Here, I find that Plaintiff's allegations of a violation of Virginia Code § 18.2-499, while arguably pleaded in conclusory language, are sufficient to withstand the motion to dismiss. Plaintiff alleges that "Sandy Spring Bank engaged in a money laundering conspiracy with the Hill conspirators for the purpose of injuring the plaintiff Christopher Jaggars' business of real estate investment." Pl.'s Am. Compl. ¶ 21. Plaintiff also alleges that a Sandy Springs Bank employee, "working within the scope of her employment, agreed with the Hill conspirators, and acted in concert with them, to harm the plaintiff Christopher Jaggars' business." Id. at ¶ 22. These allegations suggest that Defendant acted in concert with the Hill conspirators. Plaintiff also asserts that the employee of Sandy Springs Bank acted "knowingly and in cooperation with [the] Hill conspirators" to perform an action "in violation of the USA Patriot Act." Id. at ¶ 21. Although the required intent is also pleaded in an arguably conclusory fashion, I note that malice may be averred generally. See College Loan Corp. v. SLM Corp. , 2002 U.S. Dist. LEXIS 2774, at *20 (E.D. Va. 2002) (noting that while the element of malice was not pled by specifically alleging particular facts supporting the legal standard of malice, this was not fatal to the complaint because malice can be averred generally); see also Fed.R.Civ.P. 9(b). I find that the complaint, in its entirety, is sufficiently specific and particular to support an inference that the required elements of concerted action, legal malice, and causally related injury have been pleaded.

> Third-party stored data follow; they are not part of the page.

Issue #110, opened 2021-05-03
Form Display and Update


keyurshah:
Hello,

This package looks great! Thank you for your hard work.

In many of my use cases, I have a form that shows a button to execute an action, i.e. SyncInventory

So, it seems I would need 2 actions, one to display the form, and one to execute the action. 

Instead of creating 2 separate actions, is there a simpler way to create this pattern inside one single action?

- show form - show a view that has the base form, perhaps a dedicated function that can be used as a GET, `asForm()` ? 
- execute form on POST - call `asController()` - (current functionality)

Thank You

lorisleiva:
Hi there 👋 

It’s a good point actually. I usually use two actions: one for displaying the form and one for handling it because I like my actions to be that granular.

However, I think there’s a way to do it in one action. I haven’t tested this but if you give a different method when defining the route it should use that one instead. For example:

```php
Route::get('MyAction@asForm');
```

Let me know if that works for you, otherwise I’m sure we can work something out. 😊

keyurshah:
Appreciate your help!

I tried to do it 2 different ways, but it goes straight to the `handle()` method. 

```
Route::get('/test1', '\App\Actions\UploadInventory@asForm');
Route::get('/test2', [\App\Actions\UploadInventory::class,'asForm']);
```

my action looks like this

```

   public function asForm() {
        dd('inside asForm');
   }

   public function handle() {
       dd('inside handle')
   }
```

separately, in your current what naming pattern would you currently use for the form showing this button? Since it's not a true action, it seems challenging to name it as an action.

lorisleiva:
Oh okay thanks for letting me know. I’ll have a look at how I can update the ControllerDecorator to use that information.

It usually depends on the form but I tend to prefix them with “Show” so it’s quite explicit. For example, I might have “UpdateUserProfileAction” and “UpdateUserPasswordAction” as form handlers, and then “ShowUserSettingsAction” as the action that displays both forms in the same page.

lorisleiva:
Hi there 👋 

Sorry for the delay but, from [`v2.1.3`](https://github.com/lorisleiva/laravel-actions/releases/tag/v2.1.3), you should now be able to provide explicit methods to your route and they will be called within your action (see #123). 🙂

keyurshah:
Sorry I missed this earlier. It looks perfect and I'll try this out. Thank you so much for putting in the time for this request!

PR #123, opened 2021-06-17
Support controllers with explicit methods

lorisleiva:
See #110


Wulfheart:
Is this feature documented yet?

lorisleiva:
No it's a good point but I'm not sure this is the sort of behaviour we should encourage for Laravel Actions since you end up with multiple actions within the same class. But it is definitely something that should work if they try it so that's why I made the fix. Do you think we should document it still?

Wulfheart:
But especially for showing a form and handling that it would be really awesome.

lorisleiva:
Alrighty, I'll add something on the guide page. 🙂

Wulfheart:
But we could also discuss if there is or should be a better way to handle this use case?

lorisleiva:
I've written this: https://laravelactions.com/2.x/register-as-controller.html#routes-with-explicit-methods

And I've just made sure my note at the bottom is correct haha.

Do you mean you'd like to mention alternative ways to handle the show/process forms duality? Like using `ShowX` actions as I mentioned on issue #110?

Wulfheart:
Oh yes. This one is gold.

lorisleiva:
Documentation updated 👌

In considering a Rule 12(b)(6) motion, a court must draw all reasonable inferences in favor of the plaintiff. Warner v. Buck Creek Nursery, Inc. , 149 F.Supp.2d 246, 254-55 (W.D. Va. 2001). Drawing all inferences in favor of the Plaintiff, I am unable to conclude that Plaintiff has failed to state a claim under the Virginia Business Conspiracy Act. Accordingly, I will deny Defendant's motion to dismiss. An appropriate order follows.